These are the black swans SocGen thinks you should worry about.
MILLIONadCLICKS — Strategists at Societe Generale have issued a new report detailing their forecasts for the global economy and their list of so-called “black swan” events. A “black swan” event is a metaphor used by the investment community to describe an event that comes as a surprise, such as the crash of the U.S. housing market in 2008 or the Japanese earthquake of 2011. In the French bank’s latest global economic outlook, SocGen said that various issues constituted downside risks to the global growth outlook, including the “drag from U.S. and European policy uncertainty” (still the highest risk according to SocGen), a hard landing in China, a sharp market repricing and consumers opting to save, rather than spend, more.
“Policy uncertainty remains the most significant risk to our outlook,” the report, released on Tuesday, said.
“We see two dimensions to this risk. First, there is the slow moving drag that comes from the uncertainty itself holding back notably investment and hiring decisions and structural reform efforts. Second, there is the risk of an adverse outcome triggering financial instability. In the case of Brexit, the former remains significant while the latter proved short-lived on the back of an aggressive response from the BOE (Bank of England).”
Summarizing its global economic outlook, SocGen predicted that the U.S. would grow 2.2 percent in 2017, slightly above a consensus forecast of 2.3 percent. It believed that by end 2017, the Federal Reserve would have hiked the key interest rate to 1.25 percent.
However, SocGen believed that the U.S. could see a downturn in the second half of 2018: “Critical to this view is that we have not assumed any large scale fiscal stimulus.”
Top economic risks—and how likely they are:
1. Greater drag from the policy uncertainty headwind: 30%
2. China hard landing risks have eased: 20%
3. Market repricing of central bank tightening and inflation: 20%
4. Consumers opt to save more: 10%
It forecast 1.4 percent growth for the euro area next year, above the consensus for 1.2 percent growth. “Our forecast for the euro area sits slightly above the consensus, but what is notable for both our view and for that matter consensus is the generally more upbeat view on the euro area consumer, which is expected to dig into savings and spend. Moreover, we look for a significant pick-up in residential investment with the revival of the euro area consumer,” SocGen noted.
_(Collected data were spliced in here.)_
PR #776, opened 2024-11-02
STUD-361: Update wallet portfolio to new requirements

escobarjonatan:
https://github.com/user-attachments/assets/ae909cb1-818b-4f9d-a67b-2574753674f9


apps/studio/src/modules/song/api.ts
```diff
@@ -715,6 +715,7 @@ export const {
   useGetSongQuery,
   useGetSongStreamQuery,
   useGetSongsQuery,
+  useLazyGetSongsQuery,
```
escobarjonatan, line 718: @scandycuz @dmkirshon, Sharing this for awareness:

In RTK Query, `useQuery` and `useLazyQuery` are hooks for fetching data, each suited to different scenarios:

`useQuery`: **Automatically** initiates a data fetch when the component mounts, making it ideal for scenarios where data is needed immediately upon rendering. 

`useLazyQuery`: Provides a trigger function that allows you to **manually** start the data fetch at a later time, offering greater control over when the fetch occurs. 

Their doc has some other queries that I think could be helpful in their own scenario. [RTK Query documentation on queries](https://redux-toolkit.js.org/rtk-query/usage/queries).

escobarjonatan: In this case i needed to trigger a fetch for new data on demand for when the user modified the filters

scandycuz: If you still want fetch data automatically in addition to programatically, another option is to use the `refetch` function returned from the `useQuery` hook. E.g. `const { data, refetch } = useExampleQuery()`.

scandycuz (approved):

apps/studio/src/modules/song/api.ts
escobarjonatan: @scandycuz I tried that and I would get mixed results where songs would display twice so somehow previous results were not clearing

PR #790, opened 2024-11-09
STUD-351: Add Launch Darkly and apply a maintenance mode to be activated on demand

escobarjonatan:
https://github.com/user-attachments/assets/54d59802-6702-4d68-b8ee-6a082509dd98


apps/studio/src/components/LDUserUpdater.tsx
```diff
@@ -0,0 +1,42 @@
+import { useEffect } from "react";
```
escobarjonatan, line 1: This component is what adds the user information to LD once they log in, we can then use that info to target certain features by user

docs/launch-darkly-feature-flags.md
```diff
@@ -0,0 +1,40 @@
+# Feature Flag Naming Conventions for LaunchDarkly
```
escobarjonatan, line 1: Decided to start off this doc to try to follow a standard since we will be sharing the space with the rest of the NEWM platforms, feedback is welcomed as always.

global.css
```diff
@@ -1,56 +1,60 @@
 html {
```
escobarjonatan, line 1: Not sure why git thinks this is a repath but this is the monorepo global.css to be used in every new app that gets created. you might be wondering, how did I come up with this.... GREAT question. I saw what we had in all of the apps and combined into 1, only what made sense. I moved some styles to app-specific spaces. I created a [ticket](https://projectnewm.atlassian.net/browse/STUD-372) to create a new package if needed. This was the easiest path I found.

docs/launch-darkly-feature-flags.md
scandycuz: Looks good to me

scandycuz (approved):

dmkirshon (approved):

cristhianescobar (approved):
LGTM!

PR #808, opened 2024-11-14
chore: Update destroy workflows to checkout internal dependencies to destroy the url environment

escobarjonatan:


.github/workflows/cdk/package-lock.json
dmkirshon, line 1: package-lock file changing again, specific reason why it updated outside of an npm package update?

dmkirshon (approved):
LGTM, just curious about the package-lock update

.github/workflows/cdk/package-lock.json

It added that it did not think the European Central Bank would meet its price stability target, despite its efforts to boost inflation: “Short-term, headline inflation could break above 2 percent depending on oil price base effects, but looking to the core, we forecast just 1.5 percent by 2020 leaving the ECB below its price stability target.”
For China, it predicted 6 percent growth in 2017, compared to a consensus of 6.3 percent. It also remained below consensus for the other BRIC economies (Brazil, Russia and India).
It also forecast that oil would be priced at $60 a barrel by the end of 2017. The authors added that in comparing its views to the market consensus, “we believe that we are more concerned by downside risks.”